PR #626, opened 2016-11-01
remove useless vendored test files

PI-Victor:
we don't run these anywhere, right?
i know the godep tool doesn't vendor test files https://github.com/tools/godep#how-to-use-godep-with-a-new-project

================================

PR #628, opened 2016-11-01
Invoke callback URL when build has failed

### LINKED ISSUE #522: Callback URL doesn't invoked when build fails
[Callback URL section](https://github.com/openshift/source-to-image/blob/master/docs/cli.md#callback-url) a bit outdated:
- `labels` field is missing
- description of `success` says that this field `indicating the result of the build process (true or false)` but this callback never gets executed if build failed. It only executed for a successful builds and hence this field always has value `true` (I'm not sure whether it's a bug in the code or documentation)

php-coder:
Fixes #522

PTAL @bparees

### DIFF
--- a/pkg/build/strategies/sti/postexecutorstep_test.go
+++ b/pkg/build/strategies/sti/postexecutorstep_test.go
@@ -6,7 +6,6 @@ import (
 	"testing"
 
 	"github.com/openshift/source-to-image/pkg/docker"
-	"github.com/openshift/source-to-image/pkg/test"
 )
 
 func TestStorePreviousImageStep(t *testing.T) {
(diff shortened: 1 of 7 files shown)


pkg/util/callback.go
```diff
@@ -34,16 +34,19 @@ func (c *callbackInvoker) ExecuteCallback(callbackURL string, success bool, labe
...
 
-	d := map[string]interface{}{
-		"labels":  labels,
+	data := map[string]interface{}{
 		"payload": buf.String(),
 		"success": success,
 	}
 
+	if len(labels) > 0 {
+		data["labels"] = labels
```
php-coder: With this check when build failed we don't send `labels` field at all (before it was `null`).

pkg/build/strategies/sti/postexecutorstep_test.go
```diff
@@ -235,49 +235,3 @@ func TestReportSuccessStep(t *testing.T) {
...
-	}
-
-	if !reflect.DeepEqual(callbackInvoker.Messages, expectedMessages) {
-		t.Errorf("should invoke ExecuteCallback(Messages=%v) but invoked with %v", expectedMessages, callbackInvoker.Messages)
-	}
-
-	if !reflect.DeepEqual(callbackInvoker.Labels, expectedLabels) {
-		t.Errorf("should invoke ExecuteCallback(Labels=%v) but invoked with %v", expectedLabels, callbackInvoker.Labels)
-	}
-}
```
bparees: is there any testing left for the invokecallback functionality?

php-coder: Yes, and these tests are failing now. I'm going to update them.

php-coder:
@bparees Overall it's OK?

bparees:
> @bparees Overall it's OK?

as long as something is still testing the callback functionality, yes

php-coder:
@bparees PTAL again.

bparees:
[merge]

================================

# PROBLEM TO SOLVE
A single figure is required: the number of lines above in which the word "when" occurs.

# WRITTEN SOLUTION
3